The two officials respectively headed the justice and education administrations in the region which is the subject of tension between the Muslim majority (mainly Uyghur) and the Han minority (ethnic Chinese).

Several countries, including the United States, evoke a “genocide” against the Uyghurs.

Human rights organizations accuse Beijing of having interned more than a million Uyghurs since 2017 in political re-education centers.

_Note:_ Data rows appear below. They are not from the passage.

PR #6135, opened 2023-10-29
Fix selectable prop in the backend

freddyaboulton:
## Description

The selectable prop was not properly being set in the config in the backend.

This fixes that. We need to add `selectable` to the init for `gr.load` to work. This is a bug on main actually. If you `gr.load("spaces/gradio/tictactoe")`, the dataframe's selectable prop will be `False`

## 🎯 PRs Should Target Issues

## Tests

### DIFF
--- a/.changeset/hungry-spiders-cross.md
+++ b/.changeset/hungry-spiders-cross.md
@@ -1,4 +1,9 @@
 ---
+"@gradio/chatbot": minor
+"@gradio/file": minor
+"@gradio/highlightedtext": minor
+"@gradio/image": minor
+"@gradio/label": minor
 "gradio": minor
 ---
 
--- a/.changeset/hungry-spiders-cross.md
+++ b/.changeset/hungry-spiders-cross.md
@@ -1,0 +1,5 @@
+---
+"gradio": minor
+---
+
+feat:Fix selectable prop in the backend
--- a/gradio/blocks.py
+++ b/gradio/blocks.py
@@ -206,7 +206,7 @@ class Block:
         for e in self.events:
             to_add = e.config_data()
             if to_add:
-                config = {**config, **to_add}
+                config = {**to_add, **config}
         config.pop("_skip_init_processing", None)
         config.pop("render", None)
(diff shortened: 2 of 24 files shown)


pngwn (approved):
Looks good! Thanks @freddyaboulton!

abidlabs:
Thanks @freddyaboulton! Thoughts on renaming this to be `_selectable` to indicate that it should not be set by the user? I was planning on doing the same thing with `root_url` -> `_remote_url`

pngwn:
>  I was planning on doing the same thing with root_url -> _remote_url

In the frontend i changed `root_url` to `proxy_url`. Maybe that naming can be consistent, whatever we decide.

abidlabs:
`_proxy_url` works for the backend!

freddyaboulton:
Yep can rename to _selectable!

freddyaboulton:
@abidlabs I think the name of the python property has to match the name used in the frontend. Are you also planning on renaming `root` to `_proxy_url` in the frontend?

The communist regime denies this figure and assures that they are “vocational training centers” intended to distance the Uyghurs from Islamism and separatism, after a series of attacks which have been attributed to them.

In this context, former Xinjiang Justice Minister Shirzat Bawudun was found guilty of conspiring with the Islamic Movement of East Turkestan (Mito) after meeting with a member of that organization in 2003 while working in the time in the police force, the New China agency said.

Mito is on the UN list of terrorist organizations, but it was removed from that of the United States last November, with Washington saying it doubts the movement continues to exist.

East Turkestan is generally the name given to Xinjiang by the Uyghurs in exile advocating independence.

The justice also accuses Mr. Bawudun of having carried out “illegal religious activities during the marriage of his daughter”.

For his part, former regional education minister Sattar Sawut was found guilty of incorporating into Uyghur language textbooks apologies for separatism, terrorism and religious extremism, according to the government’s website. local.

These manuals have been in use for 13 years.

China does not publish the number of death sentences handed down each year or the number of executions, but Amnesty International says the country is the first in the world in the use of the death penalty, with thousands of convictions and executions every year. year.